Which lines of the entries below run from the one holding "PR #482, opened 2020-11-19" to the one holding "BrianPin, line 539: What", inclusive? Set down exactly those lines and no others.

━━━━━━━━

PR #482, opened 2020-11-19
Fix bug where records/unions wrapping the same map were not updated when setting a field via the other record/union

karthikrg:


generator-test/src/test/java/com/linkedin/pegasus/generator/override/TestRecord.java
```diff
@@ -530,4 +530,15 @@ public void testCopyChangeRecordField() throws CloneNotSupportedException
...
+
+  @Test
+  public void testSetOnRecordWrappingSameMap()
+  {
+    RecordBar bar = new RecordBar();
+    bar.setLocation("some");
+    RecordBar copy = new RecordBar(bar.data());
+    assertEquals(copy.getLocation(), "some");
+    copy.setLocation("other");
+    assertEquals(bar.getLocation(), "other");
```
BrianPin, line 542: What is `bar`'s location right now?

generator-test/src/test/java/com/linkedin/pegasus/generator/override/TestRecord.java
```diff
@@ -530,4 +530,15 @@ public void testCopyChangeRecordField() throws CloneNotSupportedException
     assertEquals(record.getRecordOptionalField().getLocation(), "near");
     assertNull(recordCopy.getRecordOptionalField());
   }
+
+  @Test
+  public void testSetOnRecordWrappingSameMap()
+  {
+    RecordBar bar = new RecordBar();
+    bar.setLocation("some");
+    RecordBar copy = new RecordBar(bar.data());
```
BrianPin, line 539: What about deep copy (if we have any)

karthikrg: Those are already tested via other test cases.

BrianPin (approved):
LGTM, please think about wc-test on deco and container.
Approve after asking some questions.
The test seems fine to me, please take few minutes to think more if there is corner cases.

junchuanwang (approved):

━━━━━━━━

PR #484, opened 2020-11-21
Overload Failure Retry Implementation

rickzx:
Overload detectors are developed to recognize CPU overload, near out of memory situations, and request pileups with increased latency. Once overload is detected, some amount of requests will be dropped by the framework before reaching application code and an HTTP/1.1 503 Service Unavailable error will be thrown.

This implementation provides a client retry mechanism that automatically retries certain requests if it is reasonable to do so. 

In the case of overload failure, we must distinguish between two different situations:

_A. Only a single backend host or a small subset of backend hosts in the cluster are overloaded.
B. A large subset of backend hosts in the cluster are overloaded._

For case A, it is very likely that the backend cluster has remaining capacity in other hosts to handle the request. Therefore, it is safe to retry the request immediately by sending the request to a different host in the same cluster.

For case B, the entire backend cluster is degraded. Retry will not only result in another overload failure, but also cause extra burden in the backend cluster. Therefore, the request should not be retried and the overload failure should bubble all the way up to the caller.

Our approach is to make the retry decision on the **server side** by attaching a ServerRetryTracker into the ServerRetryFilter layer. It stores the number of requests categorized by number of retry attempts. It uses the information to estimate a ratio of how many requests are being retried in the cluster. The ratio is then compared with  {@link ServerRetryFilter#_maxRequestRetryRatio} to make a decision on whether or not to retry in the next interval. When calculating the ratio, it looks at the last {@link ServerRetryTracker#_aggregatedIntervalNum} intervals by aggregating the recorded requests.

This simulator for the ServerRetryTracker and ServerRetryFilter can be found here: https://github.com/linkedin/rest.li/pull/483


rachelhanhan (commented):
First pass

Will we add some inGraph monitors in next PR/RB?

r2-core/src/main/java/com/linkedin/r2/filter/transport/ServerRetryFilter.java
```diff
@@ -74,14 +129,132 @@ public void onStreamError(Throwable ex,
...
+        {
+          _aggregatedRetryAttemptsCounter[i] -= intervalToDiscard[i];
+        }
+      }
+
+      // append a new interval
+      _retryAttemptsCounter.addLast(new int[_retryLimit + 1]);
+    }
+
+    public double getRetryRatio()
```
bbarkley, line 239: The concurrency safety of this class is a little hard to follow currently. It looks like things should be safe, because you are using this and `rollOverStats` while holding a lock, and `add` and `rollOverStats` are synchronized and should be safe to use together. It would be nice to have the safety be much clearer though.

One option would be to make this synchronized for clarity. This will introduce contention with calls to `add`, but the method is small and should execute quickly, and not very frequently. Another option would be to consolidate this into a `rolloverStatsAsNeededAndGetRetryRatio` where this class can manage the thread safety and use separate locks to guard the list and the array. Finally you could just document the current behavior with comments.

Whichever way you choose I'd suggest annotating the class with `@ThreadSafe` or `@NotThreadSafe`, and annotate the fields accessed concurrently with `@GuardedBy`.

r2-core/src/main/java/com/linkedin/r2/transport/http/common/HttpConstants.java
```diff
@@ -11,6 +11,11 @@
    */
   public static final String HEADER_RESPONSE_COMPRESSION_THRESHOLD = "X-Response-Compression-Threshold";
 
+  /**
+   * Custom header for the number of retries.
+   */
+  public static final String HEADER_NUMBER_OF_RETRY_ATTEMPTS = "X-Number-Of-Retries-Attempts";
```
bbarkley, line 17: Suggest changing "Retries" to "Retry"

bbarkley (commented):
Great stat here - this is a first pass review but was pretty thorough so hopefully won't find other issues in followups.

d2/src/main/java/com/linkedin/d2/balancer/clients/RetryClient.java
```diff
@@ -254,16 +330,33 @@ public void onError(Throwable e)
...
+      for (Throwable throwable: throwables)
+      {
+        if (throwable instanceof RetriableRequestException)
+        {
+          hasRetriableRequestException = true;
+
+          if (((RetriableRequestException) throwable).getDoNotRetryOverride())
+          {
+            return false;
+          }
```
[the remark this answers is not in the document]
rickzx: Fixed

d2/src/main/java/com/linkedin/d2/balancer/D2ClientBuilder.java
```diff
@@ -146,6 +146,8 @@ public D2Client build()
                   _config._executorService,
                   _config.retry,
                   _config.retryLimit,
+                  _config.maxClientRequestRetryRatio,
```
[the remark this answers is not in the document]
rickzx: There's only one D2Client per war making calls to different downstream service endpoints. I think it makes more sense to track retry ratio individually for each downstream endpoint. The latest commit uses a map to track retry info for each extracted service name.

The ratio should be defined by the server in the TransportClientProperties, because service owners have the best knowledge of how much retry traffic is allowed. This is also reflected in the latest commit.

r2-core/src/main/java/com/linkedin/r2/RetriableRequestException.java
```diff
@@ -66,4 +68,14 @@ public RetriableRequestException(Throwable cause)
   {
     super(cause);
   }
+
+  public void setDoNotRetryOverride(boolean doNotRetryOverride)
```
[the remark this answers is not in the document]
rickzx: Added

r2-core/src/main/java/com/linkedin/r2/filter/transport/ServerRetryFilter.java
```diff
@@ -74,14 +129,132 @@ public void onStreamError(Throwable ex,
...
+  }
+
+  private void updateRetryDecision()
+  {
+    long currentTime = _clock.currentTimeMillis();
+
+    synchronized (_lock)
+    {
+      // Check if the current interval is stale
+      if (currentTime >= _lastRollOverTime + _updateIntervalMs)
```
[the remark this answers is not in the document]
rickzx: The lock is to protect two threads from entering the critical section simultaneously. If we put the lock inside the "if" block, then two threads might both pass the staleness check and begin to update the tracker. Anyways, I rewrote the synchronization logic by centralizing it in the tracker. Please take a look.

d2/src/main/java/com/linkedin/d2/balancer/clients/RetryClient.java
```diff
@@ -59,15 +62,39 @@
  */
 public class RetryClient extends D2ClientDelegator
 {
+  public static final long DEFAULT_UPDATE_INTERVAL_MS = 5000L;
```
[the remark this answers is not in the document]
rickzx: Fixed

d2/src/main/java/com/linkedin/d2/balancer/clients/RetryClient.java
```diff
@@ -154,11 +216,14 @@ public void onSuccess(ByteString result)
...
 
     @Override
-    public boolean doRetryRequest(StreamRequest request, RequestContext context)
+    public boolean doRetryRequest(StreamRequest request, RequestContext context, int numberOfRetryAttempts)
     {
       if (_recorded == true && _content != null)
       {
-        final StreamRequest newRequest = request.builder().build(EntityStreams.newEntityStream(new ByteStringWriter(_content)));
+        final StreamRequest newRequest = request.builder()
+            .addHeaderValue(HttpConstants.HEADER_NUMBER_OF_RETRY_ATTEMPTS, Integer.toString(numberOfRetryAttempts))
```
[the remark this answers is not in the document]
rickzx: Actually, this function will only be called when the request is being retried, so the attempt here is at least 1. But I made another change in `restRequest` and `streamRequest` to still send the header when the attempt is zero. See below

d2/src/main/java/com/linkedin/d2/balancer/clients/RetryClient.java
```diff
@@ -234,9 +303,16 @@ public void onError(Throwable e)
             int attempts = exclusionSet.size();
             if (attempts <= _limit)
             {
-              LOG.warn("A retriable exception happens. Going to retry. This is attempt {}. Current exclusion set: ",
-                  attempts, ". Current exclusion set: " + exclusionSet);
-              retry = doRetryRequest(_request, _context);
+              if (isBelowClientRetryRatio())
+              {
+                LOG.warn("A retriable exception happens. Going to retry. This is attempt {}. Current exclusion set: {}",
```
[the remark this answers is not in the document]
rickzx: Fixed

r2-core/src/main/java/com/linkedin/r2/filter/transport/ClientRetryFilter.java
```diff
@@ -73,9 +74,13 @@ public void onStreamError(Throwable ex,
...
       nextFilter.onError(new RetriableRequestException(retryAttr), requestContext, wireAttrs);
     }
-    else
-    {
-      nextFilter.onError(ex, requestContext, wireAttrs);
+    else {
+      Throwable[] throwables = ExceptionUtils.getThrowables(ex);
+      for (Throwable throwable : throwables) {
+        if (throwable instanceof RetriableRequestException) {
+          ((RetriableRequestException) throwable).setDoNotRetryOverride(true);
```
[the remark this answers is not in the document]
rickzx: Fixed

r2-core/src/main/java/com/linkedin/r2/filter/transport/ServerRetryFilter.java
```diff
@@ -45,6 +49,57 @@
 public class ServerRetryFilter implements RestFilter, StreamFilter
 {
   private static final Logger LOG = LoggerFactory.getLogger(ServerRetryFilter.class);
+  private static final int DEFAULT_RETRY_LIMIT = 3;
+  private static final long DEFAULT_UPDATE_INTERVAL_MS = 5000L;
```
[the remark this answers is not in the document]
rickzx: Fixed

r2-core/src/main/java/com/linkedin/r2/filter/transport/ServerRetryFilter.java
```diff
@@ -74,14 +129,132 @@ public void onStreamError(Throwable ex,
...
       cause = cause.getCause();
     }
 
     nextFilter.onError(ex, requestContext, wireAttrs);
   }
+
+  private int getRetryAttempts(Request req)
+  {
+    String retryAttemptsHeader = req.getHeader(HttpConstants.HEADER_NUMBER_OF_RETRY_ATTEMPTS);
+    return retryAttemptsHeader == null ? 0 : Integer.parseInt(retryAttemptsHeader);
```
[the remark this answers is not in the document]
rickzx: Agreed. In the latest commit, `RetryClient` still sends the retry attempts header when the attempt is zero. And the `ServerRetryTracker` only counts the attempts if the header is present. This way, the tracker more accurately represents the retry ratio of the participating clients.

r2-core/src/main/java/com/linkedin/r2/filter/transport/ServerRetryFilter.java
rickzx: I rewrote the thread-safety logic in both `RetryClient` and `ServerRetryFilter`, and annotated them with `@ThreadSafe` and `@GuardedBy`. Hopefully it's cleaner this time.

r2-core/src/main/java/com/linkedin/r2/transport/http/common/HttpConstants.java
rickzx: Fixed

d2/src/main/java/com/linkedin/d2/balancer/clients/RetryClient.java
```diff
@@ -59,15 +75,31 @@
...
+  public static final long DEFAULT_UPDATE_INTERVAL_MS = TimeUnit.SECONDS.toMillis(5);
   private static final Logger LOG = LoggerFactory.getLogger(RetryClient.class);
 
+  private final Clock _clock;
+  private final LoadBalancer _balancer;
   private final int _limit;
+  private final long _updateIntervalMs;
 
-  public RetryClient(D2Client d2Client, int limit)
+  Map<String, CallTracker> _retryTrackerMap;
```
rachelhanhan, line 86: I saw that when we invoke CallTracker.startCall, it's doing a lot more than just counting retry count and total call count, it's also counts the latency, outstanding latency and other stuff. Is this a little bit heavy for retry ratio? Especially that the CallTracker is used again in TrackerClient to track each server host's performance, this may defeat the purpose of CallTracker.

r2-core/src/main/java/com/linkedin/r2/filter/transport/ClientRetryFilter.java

━━━━━━━━

◆ **WRITTEN SOLUTION**:
PR #482, opened 2020-11-19
Fix bug where records/unions wrapping the same map were not updated when setting a field via the other record/union

karthikrg:


generator-test/src/test/java/com/linkedin/pegasus/generator/override/TestRecord.java
```diff
@@ -530,4 +530,15 @@ public void testCopyChangeRecordField() throws CloneNotSupportedException
...
+
+  @Test
+  public void testSetOnRecordWrappingSameMap()
+  {
+    RecordBar bar = new RecordBar();
+    bar.setLocation("some");
+    RecordBar copy = new RecordBar(bar.data());
+    assertEquals(copy.getLocation(), "some");
+    copy.setLocation("other");
+    assertEquals(bar.getLocation(), "other");
```
BrianPin, line 542: What is `bar`'s location right now?

generator-test/src/test/java/com/linkedin/pegasus/generator/override/TestRecord.java
```diff
@@ -530,4 +530,15 @@ public void testCopyChangeRecordField() throws CloneNotSupportedException
     assertEquals(record.getRecordOptionalField().getLocation(), "near");
     assertNull(recordCopy.getRecordOptionalField());
   }
+
+  @Test
+  public void testSetOnRecordWrappingSameMap()
+  {
+    RecordBar bar = new RecordBar();
+    bar.setLocation("some");
+    RecordBar copy = new RecordBar(bar.data());
```
BrianPin, line 539: What about deep copy (if we have any)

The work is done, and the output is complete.